The immediate disadvantage is the lack of a consistent weekly income.

The advantages are:

• far more flexibility – work where you want, when you want, if you want
• the opportunity to do the standard of work you want, ie good quality, rather than what someone else tells you to do, in order to get a job knocked out quickly, and maximise the profit for the boss(es)
• a better rate for the job
• more variety in the type of work

to name but a few.

In the UK, it was easy. Notify tax and social, put an advert in the local paper/Yellow Pages and you are up and running.

Not so in Gib.

There are four key steps

1) Register a business name at Companies House

2) Apply for a trading licence

3) Notify the tax office

4) Notify the ETB

Step 1

The first thing to do is to decide on a name for your business and decide whether or not you are going to be a sole trader, partnership or limited company.
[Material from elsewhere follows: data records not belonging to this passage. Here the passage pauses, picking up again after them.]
PR #119, opened 2021-03-09
Add support for the cpu-partitioning endpoint parameter

k-rister:


k-rister:
I can't tell you how many times I did a typo on "partitioning" while writing this...made it take forever...

k-rister:
So far this is just the plumbing through rickshaw and the endpoints to get the user request to the bootstrap script that will eventually do most of the heavy lifting (that is the next step...).

atheurer (approved):
LGTM

rafaelfolco:
lgtm

rafaelfolco (approved):

bootstrap
```diff
@@ -168,6 +168,21 @@ if [ ! -e $ssh_id_file ]; then
...
 export config_dir="$base_run_dir/config"
 export client_server_config_dir="$config_dir/client-server"
+
+echo "cpu-partitioning:"
+if [ "${cpu_partitioning}" == "1" ]; then
+    echo "Enabled"
+
+    environment="process"
+    if [ "${endpoint}" == "k8s" ]; then
+	environment="container"
```
atheurer, line 178: We don't need to worry about it now, but eventually we need to figure out what to do for kata and cnv.  endpoint will be "k8s", but osruntime will be kata or cnv.  However, this problem is bigger than just us, as we need the VM to be configured in such a way to provide isolation (unless we find a way to do it 100% at runtime).

discover-cpu-partitioning.py
```diff
@@ -0,0 +1,173 @@
...
+        print("all cpus: %s" % (system_cpu_topology.formatted_cpu_list(all_cpus)))
+        print("all cpus: %d" % (len(all_cpus)))
+        print("")
+        online_cpus = system_cpus.get_online_cpus()
+        print("online cpus: %s" % (online_cpus))
+        print("online cpus: %s" % (system_cpu_topology.formatted_cpu_list(online_cpus)))
+        print("online cpus: %d" % (len(online_cpus)))
+        print("")
+        rcu_nocbs_cpus = get_rcu_nocbs()
+        print("rcu_nocbs: %s" % (rcu_nocbs_cpus))
```
atheurer, line 112: I wonder if we should also consider (1) systemd's CPUAffinity or (2) taskset -pc 1 or taskset -pc $$, if this is not a container.  It's possible we could have lesser isolation, or user-space only isolation.

discover-cpu-partitioning.py
```diff
@@ -0,0 +1,173 @@
...
+            housekeeping_cpus.append(cpus_allowed.pop(0))
+            isolated_cpus = copy.deepcopy(cpus_allowed)
+
+        print("housekeeping cpus: %s" % (housekeeping_cpus))
+        print("housekeeping cpus: %s" % (system_cpu_topology.formatted_cpu_list(housekeeping_cpus)))
+        print("housekeeping cpus: %d" % (len(housekeeping_cpus)))
+        print("")
+        print("isolated cpus:     %s" % (isolated_cpus))
+        print("isolated cpus:     %s" % (system_cpu_topology.formatted_cpu_list(isolated_cpus)))
+        print("isolated cpus:     %d" % (len(isolated_cpus)))
```
atheurer, line 168: Is this going to set env vars, or is bootstrap going to check output and then set env vars?

atheurer (commented):
questions inline

bootstrap
k-rister: Yep.  I'm pretty much assuming that this point I'm just laying down a framework that will cover a few cases and we will have to expand on it as we add other endpoints/behaviors.

discover-cpu-partitioning.py
k-rister: I think so.  This is extendable and just a first pass so we can certainly add on additional methods.

discover-cpu-partitioning.py
k-rister: bootstrap is going to check the output and set the vars.  bootstrap has to do it so that children of bootstrap can see and inherit the values.  If this script did it then it would disappear as soon as this script exited.

discover-cpu-partitioning.py
```diff
@@ -122,26 +129,17 @@ def main():
...
-        print("all cpus: %d" % (len(all_cpus)))
-        print("")
+        output_cpu_info("all", all_cpus)
+
         online_cpus = system_cpus.get_online_cpus()
-        print("online cpus: %s" % (online_cpus))
-        print("online cpus: %s" % (system_cpu_topology.formatted_cpu_list(online_cpus)))
-        print("online cpus: %d" % (len(online_cpus)))
-        print("")
+        output_cpu_info("online", online_cpus)
```
rafaelfolco: this block is common to process and container envs. You might want to save a few lines of code.

discover-cpu-partitioning.py
```diff
@@ -92,27 +92,34 @@ def get_pid_cpus_allowed(pid):
...
+    if t_global.args.debug:
+        debug("%s cpus: %d" % (label, len(cpu_list)))
+        short_cpu_list = system_cpu_topology.formatted_cpu_list(cpu_list)
+        formatted_short_cpu_list = ','.join(short_cpu_list)
+        debug("%s cpus: %s" % (label, formatted_short_cpu_list))
+
+    cpu_list = ','.join(map(str, cpu_list))
+    print("%s cpus: %s" % (label, cpu_list))
+
+    print("")
```
rafaelfolco, line 105: \n saves you one lline of code

rafaelfolco (commented):
you could save a few lines of code

bootstrap
```diff
@@ -177,7 +177,20 @@ if [ "${cpu_partitioning}" == "1" ]; then
     if [ "${endpoint}" == "k8s" ]; then
 	environment="container"
     fi
-    /usr/local/bin/discover-cpu-partitioning.py --environment=${environment}
+    cpu_data=$(/usr/local/bin/discover-cpu-partitioning.py --environment=${environment})
+
+    # log the data returned
+    echo -e "${cpu_data}"
```
rafaelfolco, line 183: print on debug mode only ?

bootstrap
```diff
@@ -177,7 +177,20 @@ if [ "${cpu_partitioning}" == "1" ]; then
...
+    export HK_CPUS=${housekeeping_cpus}
+
+    isolated_cpus=$(echo -e "${cpu_data}" | grep isolated | awk '{ print $3 }')
+    export WORKLOAD_CPUS=${isolated_cpus}
+
+    # pin myself to the housekeeping cpus so that I and my children
+    # are contained there
+    taskset --cpu-list --pid ${HK_CPUS} $$
 else
     echo "Disabled"
```
rafaelfolco, line 195: "cpu partitioning disabled" ? also on debug mode only ?

discover-cpu-partitioning.py
k-rister: Yeah, I was waiting until I'm absolutely sure it is going to stay this way before consolidating...

discover-cpu-partitioning.py
k-rister: I tend to write my code  in preparation for what might happen...as in if I add a line in between the current line and the newline I would have to change the current line if I used \n, by making it a separate line I don't have to touch the current line again...

bootstrap
k-rister: This output is going into what is already an extremely verbose logfile where we can go to get information about a run if needed, suppressing output here would go against the way the rest of the script is written.

bootstrap
k-rister: Same as above.

This ends up looking something like this:

discover-cpu-partitioning.py
atheurer: OK, sounds good.  I assume bootstrap will also taskset all pids in the container (if this is a container) or any child pids (if on baremetal) to the hk_cpus before running client-server-script.

k-rister: bootstrap tasksets itself so that anything it forks will inherit the new cpu mask:

https://github.com/perftool-incubator/rickshaw/blob/6facf2fbcdb4155119c8e09514a4428c46f53267/bootstrap#L193

PR #1047, opened 2020-09-30
refactor(wfs): adds plugin support for different WFS types

jsalankey:
Adds the ability to register parser config/type detection for requesting and parsing different WFS formats.

### DIFF
--- a/src/plugin/ogc/wfs/wfslayerconfig.js
+++ b/src/plugin/ogc/wfs/wfslayerconfig.js
@@ -183,6 +183,11 @@ plugin.ogc.wfs.WFSLayerConfig.prototype.getRequest = function(options) {
     request.setDataFormatter(new os.ogc.wfs.WFSFormatter());
   }
 
+  const type = this.getBestType(options);
+  if (type && type.responseType != null) {
+    request.setResponseType(/** @type {goog.net.XhrIo.ResponseType} */ (type.responseType));
+  }
+
   return request;
 };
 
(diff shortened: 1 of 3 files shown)


src/plugin/ogc/wfs/wfslayerconfig.js
```diff
@@ -352,94 +357,113 @@ plugin.ogc.wfs.WFSLayerConfig.prototype.addMappings = function(layer, options) {
...
-  GML2: 2
+plugin.ogc.wfs.WFSLayerConfig.registerType = function(config) {
+  const configs = plugin.ogc.wfs.WFSLayerConfig.TYPE_CONFIGS;
+
+  if (!configs.find((c) => c.type === config.type)) {
+    configs.push(config);
+  }
+
+  // sort them by priority, highest first
+  configs.sort((a, b) => goog.array.defaultCompare(b.priority, a.priority));
```
schmidtk, line 398: You can simplify numeric sorts (and avoid using `defaultCompare`) with:
`(a, b) => b.priority - a.priority`

src/plugin/ogc/wfs/wfslayerconfig.js
```diff
@@ -352,94 +357,113 @@ plugin.ogc.wfs.WFSLayerConfig.prototype.addMappings = function(layer, options) {
...
-          return i;
+          return pref;
         }
       }
     }
   }
 
   this.params.remove('outputformat');
-  return 1;
+  return preferred[1];
```
schmidtk, line 440: This was intended to make GML3 the default format, which it will do unless `registerType` is called and index 1 changes. We may want to assign the predefined configs as their own objects, reference those objects in the `TYPE_CONFIGS` definition, and return the GML3 type here.

test/plugin/ogc/wfs/wfslayerconfig.test.js
```diff
@@ -85,7 +94,31 @@ describe('plugin.ogc.wfs.WFSLayerConfig', function() {
...
+        'outputformat': 'avro/binary'
+      },
+      'formats': ['application/json', 'avro/binary', 'gml3', 'GML2']
+    };
+
+    wfs.initializeConfig(config);
+    const result = wfs.getBestType(config);
+    expect(result).toBe(avroConfig);
+    expect(wfs.params.get('outputformat')).toBe('avro/binary');
+  });
```
schmidtk, line 123: It might be good to add a test for the `getRequest` change to verify the response type.

schmidtk (changes requested):

src/plugin/ogc/wfs/wfslayerconfig.js
jsalankey: Agreed. This was from my testing where I was pushing a higher priority one in. For the sake of my direct object comparison tests, having those as constants would be good.

schmidtk (approved):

This name needs to be registered at Companies House, 1st Floor, The Arcade, between Main Street and Irish Town.

Partnerships, companies, and sole traders using a different name to their own have to register the business name. Sole traders using their own name are also recommended to do so.
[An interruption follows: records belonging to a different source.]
PR #1052, opened 2020-10-07
chore(es6): added more globals to be used when running jscodeshift

smithtb:
Added some more globals to the jscodeshift file based on issues I ran into while converting plugin code.

### DIFF
--- a/.jscodeshift.json
+++ b/.jscodeshift.json
@@ -1,11 +1,18 @@
 {
   "globals": {
     "os.alertManager": {"require": "os.alert.AlertManager", "singleton": true},
+    "os.areaManager": {"require": "os.query.AreaManager", "singleton": true},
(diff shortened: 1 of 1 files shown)


.jscodeshift.json
```diff
@@ -1,11 +1,18 @@
 {
   "globals": {
     "os.alertManager": {"require": "os.alert.AlertManager", "singleton": true},
+    "os.areaManager": {"require": "os.AreaManager", "singleton": true},
+    "os.ui.areaManager": {"require": "os.AreaManager", "singleton": true},
```
jsalankey, line 5: Are these requires correct? I would think they should be `os.query.AreaManager`. Similar question with `FilterManager` below.

smithtb: Huh - not sure why I did that, but those are wrong. Fixed!

jsalankey (approved):

PR #1053, opened 2020-10-08
feat(presets): Presets from Services

glennkitchellcaci:
Loads Presets from Services; the first of which re-implements the Settings-based Presets load from file(s).
Services _optionally_ provide CRUD abilities for os.layer.Preset objects. At a minimum, find() should be implemented and the corresponding PresetServiceAction.FIND should be flagged as supported.


src/os/layer/preset/ipresetservice.js
```diff
@@ -0,0 +1,71 @@
+goog.module('os.layer.preset.IPresetService');
+goog.module.declareLegacyNamespace();
```
jsalankey, line 2: This file is only required by other modules, so it shouldn't need to call this.

src/os/layer/preset/abstractpresetservice.js
```diff
@@ -0,0 +1,192 @@
...
+   */
+  find(search) {
+    return new Promise((resolve) => {
+      resolve(null);
+    });
+  }
+
+  /**
+   * The compiler is wrong; preset, opt_boolean, and the return are exactly as they should be
+   * @suppress {checkTypes}
```
jsalankey, line 51: `checkTypes` suppressions are VERY strongly discouraged, to the point where we basically won't allow them anymore. Whatever compiler error is happening should be fixed correctly.

src/os/layer/preset/abstractpresetservice.js
```diff
@@ -0,0 +1,192 @@
...
+  /**
+   * Handle setPublished
+   * @param {!osx.layer.Preset} preset
+   * @param {!boolean} isPublished
+   * @param {!Function<?>} resolve
+   * @param {!Function<?>} reject
+   * @protected
+   */
+  setPublishedInternal(preset, isPublished, resolve, reject) {
+    preset['published'] = isPublished;
```
jsalankey, line 174: Properties on externed types can be safely referenced with . notation. Bracket notation actually prevents the compiler from properly type checking these sorts of calls.

views/layer/vector.html
```diff
@@ -12,7 +12,7 @@
         </div>
         <div class="d-flex col">
           <select class="custom-select" ng-model="vector.preset"
-              ng-options="preset.label for preset in vector.presets track by preset.id">
+              ng-options="(preset.label + (preset.default === true ? ' (default)' : '') + (preset.published === true ? '' : ' (unpublished)')) for preset in vector.presets track by preset.id">
```
jsalankey, line 15: This text seems like it could get a bit long. For the "Unpublished" state, I feel like displaying an asterisk and maybe altering the tooltip could maybe work? Similar to how a text editor indicates on its tab that your file has unsaved changes.

src/os/layer/preset/abstractpresetservice.js
```diff
@@ -0,0 +1,192 @@
...
+   * @param {!Function<?>} reject
+   * @protected
+   */
+  setDefaultInternal(preset, isDefault, resolve, reject) {
+    const id = preset['id'];
+    const layerFilterKey = preset['layerFilterKey'];
+
+    // loop through all presets in the layer; set the one with ID to isDefault
+    this.find(/** @type {osx.layer.PresetSearch} */ ({
+      'layerFilterKey': [layerFilterKey]
```
jsalankey, line 93: Properties on externed types don't need to be referenced in quotes.

src/os/layer/preset/abstractpresetservice.js
```diff
@@ -0,0 +1,192 @@
...
+    })).then(
+        (results) => {
```
jsalankey, line 95: The deep nesting of complex closures here concerns me a bit. These functions can be defined with typing for their variables like member functions on a class. I think that would help make it clearer what's happening here.

Also there's a bunch of bracket notation references to objects that might be externed types, where . notation will work.

src/os/layer/preset/layerpresetmanager.js
```diff
@@ -1,223 +1,240 @@
...
 
+  /**
+   * @param {string} key
+   * @param {IPresetService} service
+   * @param {...} opt
+   * @return {boolean} true if prior value overwritten
+   */
+  registerService(key, service, ...opt) {
+    this.presets_ = {}; // set presets to reload every layer
+    return this.services_.register.apply(this.services_, [key, service].concat(opt));
```
jsalankey, line 105: Does this need to be called with an `apply`?

src/os/layer/preset/layerpresetmanager.js
```diff
@@ -1,223 +1,240 @@
...
-  goog.log.error(os.layer.preset.LayerPresetManager.LOGGER_, 'Failed to load presets. Reason: ' + msg);
-};
+  /**
+   * Gets a promise that resolves to the presets for a given layer type.
+   *
+   * @param {string} type
+   * @param {string} url
+   * @deprecated Please create a os.layer.preset.PresetService instead
+   */
+  registerPreset(type, url) {}
```
jsalankey, line 124: Are these here to avoid a breaking change? If so, I feel like they aren't really deprecated... it's still a breaking change because registering this way will still not work even if the code will still build. I'd rather we just remove them.

src/os/layer/preset/layerpresetmanager.js
```diff
@@ -1,223 +1,240 @@
...
+   * Initializes the layer presets for a layer.
+   *
+   * @param {string} id The layer ID.
+   * @param {boolean=} opt_applyDefault Whether to apply the default styles on load.
+   * @protected
+   */
+  initPreset(id, opt_applyDefault) {
+    // use the filter key to pull the value from settings
+    var filterKey;
+    var layer = os.map.mapContainer.getLayer(id);
```
jsalankey, line 159: Sine you ES6-ified this class, references like this should be cleaned up as well.

views/layer/vector.html
glennkitchellcaci: I'll switch over to the asterisk for now. If we want to do an <option ng-repeat="..."> instead for more flexibility than <select ng-options="..."> gives us (e.g. tooltips, custom classes, etc) then we can cross that bridge later.

src/os/layer/preset/presetserviceaction.js
```diff
@@ -0,0 +1,16 @@
+goog.module('os.layer.preset.PresetServiceAction');
```
jsalankey, line 1: Minor code style consolidation thing: both this file and settingkey.js can be consolidated into the browser preset.js utility file.

src/os/layer/preset/layerpresetmanager.js
glennkitchellcaci: I need it to be called in this format `this.services_.register(key, service, opt[0], opt[1], opt[2], ...)` so I picked .apply() since it accepts all the arguments as a single array. There might be a way to do something like... `this.services.register(...arguments)` but I'm not sure -- and I seem to recall that gcc blocks developers from using the "arguments" pseudo-variable.

src/os/layer/preset/presetserviceaction.js
glennkitchellcaci: preset.js has a circular dependency issue from staticlayerconfig, since `os/layer/config/staticlayerconfig.js` needs `os/layer/vector.js` which loops back around to layers. I'll leave the "global" in there for now and just add it to the mental list of things that'll break in layers before we can go to ES6. Wheee. <sarcasm>

src/os/layer/preset/layerpresetmanager.js
glennkitchellcaci: Doing goog.require('os.MapContainer') properly creates a circular dependency somewhere in the os.layer chain. Added a comment here; but pushing forward in the interest of completing this feature on time.

src/os/layer/preset/abstractpresetservice.js
glennkitchellcaci: Even with doing the JSDoc cast on every parameter and the return, GCC still thought that the params and return were "?".  So, instead of @inheritDoc, just added the same JSDoc as ipresetservice.js.

src/os/layer/preset/abstractpresetservice.js
```diff
@@ -0,0 +1,213 @@
...
+    });
+  }
+
+  /**
+   * Re-set the params and return instead of inheritDoc.
+   * The compiler is wrong; preset, opt_boolean, and the return are exactly as they should be.
+   *
+   * @param {osx.layer.Preset|string} preset
+   * @param {boolean=} opt_boolean
+   * @return {!Promise<osx.layer.Preset|null,?>}
```
jsalankey, line 55: If you want to make one last effort at using `@inheritDoc` here, the only other weird thing is the `,?` part of the type annotation.  I don't really know what that's supposed to mean in the context of a solution of a promise. `?osx.layer.Preset` makes sense as "null or an osx.layer.Preset", but the comma is weird.

jsalankey (approved):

Companies House is open from 9am – 3pm, and the staff are helpful.

When you go you need to check that the name you want to use has not already been registered. Either the staff on reception will do this for you, or you can go and check out names on computers which are available for the public to make their own search.

There are three forms depending on which type of business you wish to register. They all ask for name of business, person or people running it, place of business, and home address of people applying for the licence.

The cost is £20. I handed the form in one day and picked it up in the afternoon the following day.

First hurdle completed.

Once the name is registered, you can start printing stationery and anything else you want to put the name on.

We ordered some polo shirts from Cotton Leisure with an embroidered logo. They will also embroider a logo on shirts that you provide.

And we bought a pack of pre-cut business cards from Beacon Press to design and print our own.

The offical certificate from Companies House and copies of the paperwork, officially stamped.

Next step – the trading licence.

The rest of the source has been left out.